■ Action item
Copy each record exactly, word for word.

■ Given data
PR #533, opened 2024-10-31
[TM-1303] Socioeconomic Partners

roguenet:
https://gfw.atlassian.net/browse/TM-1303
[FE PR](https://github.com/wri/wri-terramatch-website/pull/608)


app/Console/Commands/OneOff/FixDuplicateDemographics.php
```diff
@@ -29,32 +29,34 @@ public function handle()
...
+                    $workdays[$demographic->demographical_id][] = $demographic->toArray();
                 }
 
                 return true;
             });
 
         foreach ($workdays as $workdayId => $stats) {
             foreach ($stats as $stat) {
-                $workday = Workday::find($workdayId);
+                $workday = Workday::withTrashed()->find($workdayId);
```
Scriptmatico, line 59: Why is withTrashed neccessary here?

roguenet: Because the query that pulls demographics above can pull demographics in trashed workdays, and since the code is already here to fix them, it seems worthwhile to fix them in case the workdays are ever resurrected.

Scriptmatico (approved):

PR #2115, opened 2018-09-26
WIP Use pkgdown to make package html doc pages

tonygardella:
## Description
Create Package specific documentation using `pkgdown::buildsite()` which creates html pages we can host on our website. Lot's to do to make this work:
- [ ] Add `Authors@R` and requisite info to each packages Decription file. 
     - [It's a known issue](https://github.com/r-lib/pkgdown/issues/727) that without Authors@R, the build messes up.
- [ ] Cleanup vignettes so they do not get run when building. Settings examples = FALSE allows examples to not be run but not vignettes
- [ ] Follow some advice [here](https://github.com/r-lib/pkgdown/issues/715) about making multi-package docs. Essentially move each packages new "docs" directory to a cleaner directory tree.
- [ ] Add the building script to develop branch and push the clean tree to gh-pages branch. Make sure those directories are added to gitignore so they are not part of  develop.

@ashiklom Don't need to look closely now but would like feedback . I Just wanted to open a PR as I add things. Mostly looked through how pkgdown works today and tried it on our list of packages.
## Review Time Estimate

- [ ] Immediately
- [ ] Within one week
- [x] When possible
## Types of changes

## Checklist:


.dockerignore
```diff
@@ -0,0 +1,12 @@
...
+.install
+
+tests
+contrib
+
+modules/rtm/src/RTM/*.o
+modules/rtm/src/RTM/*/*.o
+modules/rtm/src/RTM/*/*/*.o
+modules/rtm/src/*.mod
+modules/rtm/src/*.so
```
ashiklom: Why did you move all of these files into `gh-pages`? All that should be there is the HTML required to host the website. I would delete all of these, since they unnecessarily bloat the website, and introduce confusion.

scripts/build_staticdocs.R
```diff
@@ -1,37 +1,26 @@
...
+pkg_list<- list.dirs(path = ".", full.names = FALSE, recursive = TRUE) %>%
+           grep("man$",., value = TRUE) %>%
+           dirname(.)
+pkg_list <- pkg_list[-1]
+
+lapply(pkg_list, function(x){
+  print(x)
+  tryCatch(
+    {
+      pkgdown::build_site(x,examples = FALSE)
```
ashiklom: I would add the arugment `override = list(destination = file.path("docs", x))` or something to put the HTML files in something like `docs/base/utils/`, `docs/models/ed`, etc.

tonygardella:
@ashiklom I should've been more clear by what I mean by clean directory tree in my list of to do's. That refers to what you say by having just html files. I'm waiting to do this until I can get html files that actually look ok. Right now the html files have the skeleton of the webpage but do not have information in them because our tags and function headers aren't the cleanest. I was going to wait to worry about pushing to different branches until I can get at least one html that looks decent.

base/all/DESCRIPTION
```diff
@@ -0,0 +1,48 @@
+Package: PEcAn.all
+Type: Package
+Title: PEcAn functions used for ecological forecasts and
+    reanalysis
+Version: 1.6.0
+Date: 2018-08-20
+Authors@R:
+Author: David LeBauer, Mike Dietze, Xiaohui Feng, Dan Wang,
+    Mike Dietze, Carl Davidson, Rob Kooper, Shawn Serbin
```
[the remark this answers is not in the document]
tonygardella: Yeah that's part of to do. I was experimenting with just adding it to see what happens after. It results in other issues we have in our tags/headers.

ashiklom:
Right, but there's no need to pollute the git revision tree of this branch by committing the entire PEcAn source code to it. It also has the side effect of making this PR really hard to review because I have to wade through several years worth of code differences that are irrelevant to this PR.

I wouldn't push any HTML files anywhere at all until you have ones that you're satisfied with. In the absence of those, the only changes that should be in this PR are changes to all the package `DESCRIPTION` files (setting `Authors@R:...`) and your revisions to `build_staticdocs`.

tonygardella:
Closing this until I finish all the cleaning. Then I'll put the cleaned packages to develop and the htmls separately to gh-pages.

■ Solved exercise
PR #533, opened 2024-10-31
[TM-1303] Socioeconomic Partners

roguenet:
https://gfw.atlassian.net/browse/TM-1303
[FE PR](https://github.com/wri/wri-terramatch-website/pull/608)


app/Console/Commands/OneOff/FixDuplicateDemographics.php
```diff
@@ -29,32 +29,34 @@ public function handle()
...
+                    $workdays[$demographic->demographical_id][] = $demographic->toArray();
                 }
 
                 return true;
             });
 
         foreach ($workdays as $workdayId => $stats) {
             foreach ($stats as $stat) {
-                $workday = Workday::find($workdayId);
+                $workday = Workday::withTrashed()->find($workdayId);
```
Scriptmatico, line 59: Why is withTrashed neccessary here?

roguenet: Because the query that pulls demographics above can pull demographics in trashed workdays, and since the code is already here to fix them, it seems worthwhile to fix them in case the workdays are ever resurrected.

Scriptmatico (approved):

PR #2115, opened 2018-09-26
WIP Use pkgdown to make package html doc pages

tonygardella:
## Description
Create Package specific documentation using `pkgdown::buildsite()` which creates html pages we can host on our website. Lot's to do to make this work:
- [ ] Add `Authors@R` and requisite info to each packages Decription file. 
     - [It's a known issue](https://github.com/r-lib/pkgdown/issues/727) that without Authors@R, the build messes up.
- [ ] Cleanup vignettes so they do not get run when building. Settings examples = FALSE allows examples to not be run but not vignettes
- [ ] Follow some advice [here](https://github.com/r-lib/pkgdown/issues/715) about making multi-package docs. Essentially move each packages new "docs" directory to a cleaner directory tree.
- [ ] Add the building script to develop branch and push the clean tree to gh-pages branch. Make sure those directories are added to gitignore so they are not part of  develop.

@ashiklom Don't need to look closely now but would like feedback . I Just wanted to open a PR as I add things. Mostly looked through how pkgdown works today and tried it on our list of packages.
## Review Time Estimate

- [ ] Immediately
- [ ] Within one week
- [x] When possible
## Types of changes

## Checklist:


.dockerignore
```diff
@@ -0,0 +1,12 @@
...
+.install
+
+tests
+contrib
+
+modules/rtm/src/RTM/*.o
+modules/rtm/src/RTM/*/*.o
+modules/rtm/src/RTM/*/*/*.o
+modules/rtm/src/*.mod
+modules/rtm/src/*.so
```
ashiklom: Why did you move all of these files into `gh-pages`? All that should be there is the HTML required to host the website. I would delete all of these, since they unnecessarily bloat the website, and introduce confusion.

scripts/build_staticdocs.R
```diff
@@ -1,37 +1,26 @@
...
+pkg_list<- list.dirs(path = ".", full.names = FALSE, recursive = TRUE) %>%
+           grep("man$",., value = TRUE) %>%
+           dirname(.)
+pkg_list <- pkg_list[-1]
+
+lapply(pkg_list, function(x){
+  print(x)
+  tryCatch(
+    {
+      pkgdown::build_site(x,examples = FALSE)
```
ashiklom: I would add the arugment `override = list(destination = file.path("docs", x))` or something to put the HTML files in something like `docs/base/utils/`, `docs/models/ed`, etc.

tonygardella:
@ashiklom I should've been more clear by what I mean by clean directory tree in my list of to do's. That refers to what you say by having just html files. I'm waiting to do this until I can get html files that actually look ok. Right now the html files have the skeleton of the webpage but do not have information in them because our tags and function headers aren't the cleanest. I was going to wait to worry about pushing to different branches until I can get at least one html that looks decent.

base/all/DESCRIPTION
```diff
@@ -0,0 +1,48 @@
+Package: PEcAn.all
+Type: Package
+Title: PEcAn functions used for ecological forecasts and
+    reanalysis
+Version: 1.6.0
+Date: 2018-08-20
+Authors@R:
+Author: David LeBauer, Mike Dietze, Xiaohui Feng, Dan Wang,
+    Mike Dietze, Carl Davidson, Rob Kooper, Shawn Serbin
```
[the remark this answers is not in the document]
tonygardella: Yeah that's part of to do. I was experimenting with just adding it to see what happens after. It results in other issues we have in our tags/headers.

ashiklom:
Right, but there's no need to pollute the git revision tree of this branch by committing the entire PEcAn source code to it. It also has the side effect of making this PR really hard to review because I have to wade through several years worth of code differences that are irrelevant to this PR.

I wouldn't push any HTML files anywhere at all until you have ones that you're satisfied with. In the absence of those, the only changes that should be in this PR are changes to all the package `DESCRIPTION` files (setting `Authors@R:...`) and your revisions to `build_staticdocs`.

tonygardella:
Closing this until I finish all the cleaning. Then I'll put the cleaned packages to develop and the htmls separately to gh-pages.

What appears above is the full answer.